• Records from a data source

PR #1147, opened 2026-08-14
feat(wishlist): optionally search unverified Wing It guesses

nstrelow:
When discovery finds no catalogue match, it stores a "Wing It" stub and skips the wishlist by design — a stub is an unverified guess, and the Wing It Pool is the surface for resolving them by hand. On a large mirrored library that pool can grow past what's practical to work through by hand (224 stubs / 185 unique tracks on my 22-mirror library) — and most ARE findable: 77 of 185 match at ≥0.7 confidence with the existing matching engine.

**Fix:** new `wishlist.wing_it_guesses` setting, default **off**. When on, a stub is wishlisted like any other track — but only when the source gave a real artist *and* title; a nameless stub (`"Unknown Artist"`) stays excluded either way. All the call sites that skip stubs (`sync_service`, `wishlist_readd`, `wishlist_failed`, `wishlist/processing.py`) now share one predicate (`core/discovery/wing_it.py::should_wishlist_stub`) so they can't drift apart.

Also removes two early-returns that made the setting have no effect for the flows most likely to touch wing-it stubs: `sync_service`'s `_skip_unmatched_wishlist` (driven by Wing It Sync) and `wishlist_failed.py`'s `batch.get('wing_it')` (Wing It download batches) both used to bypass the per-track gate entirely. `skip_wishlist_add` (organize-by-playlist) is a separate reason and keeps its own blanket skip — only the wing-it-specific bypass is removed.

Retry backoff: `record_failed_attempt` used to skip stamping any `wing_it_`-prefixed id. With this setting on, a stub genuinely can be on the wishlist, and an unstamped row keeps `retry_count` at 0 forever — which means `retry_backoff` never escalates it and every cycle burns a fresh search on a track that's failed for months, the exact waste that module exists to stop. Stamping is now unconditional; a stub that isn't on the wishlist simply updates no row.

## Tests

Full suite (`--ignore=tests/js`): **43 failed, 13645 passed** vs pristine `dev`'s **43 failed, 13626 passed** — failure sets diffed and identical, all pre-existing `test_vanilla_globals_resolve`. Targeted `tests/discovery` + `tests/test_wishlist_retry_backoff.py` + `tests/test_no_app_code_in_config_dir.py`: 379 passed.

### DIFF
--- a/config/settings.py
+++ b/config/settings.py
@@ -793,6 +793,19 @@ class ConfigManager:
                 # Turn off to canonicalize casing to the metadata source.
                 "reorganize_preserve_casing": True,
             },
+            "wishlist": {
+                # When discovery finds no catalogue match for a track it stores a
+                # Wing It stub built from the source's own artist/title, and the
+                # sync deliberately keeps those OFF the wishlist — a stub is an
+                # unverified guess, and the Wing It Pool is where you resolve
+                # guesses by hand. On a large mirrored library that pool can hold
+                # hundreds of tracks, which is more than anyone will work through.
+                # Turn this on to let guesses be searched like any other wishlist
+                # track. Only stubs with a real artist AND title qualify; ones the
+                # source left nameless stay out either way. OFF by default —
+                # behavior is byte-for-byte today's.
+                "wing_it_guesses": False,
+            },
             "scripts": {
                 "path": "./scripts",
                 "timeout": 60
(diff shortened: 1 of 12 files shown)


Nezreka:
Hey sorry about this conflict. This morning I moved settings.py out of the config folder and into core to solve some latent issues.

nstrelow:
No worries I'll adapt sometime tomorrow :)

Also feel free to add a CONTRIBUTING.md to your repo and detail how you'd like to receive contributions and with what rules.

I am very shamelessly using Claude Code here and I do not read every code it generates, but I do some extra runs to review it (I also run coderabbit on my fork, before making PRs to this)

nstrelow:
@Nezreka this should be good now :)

• WHAT TO DO
Bring together every line in the entries that holds the string "Nezreka".

• RESULT FOR THIS EXERCISE
Nezreka:
@Nezreka this should be good now :)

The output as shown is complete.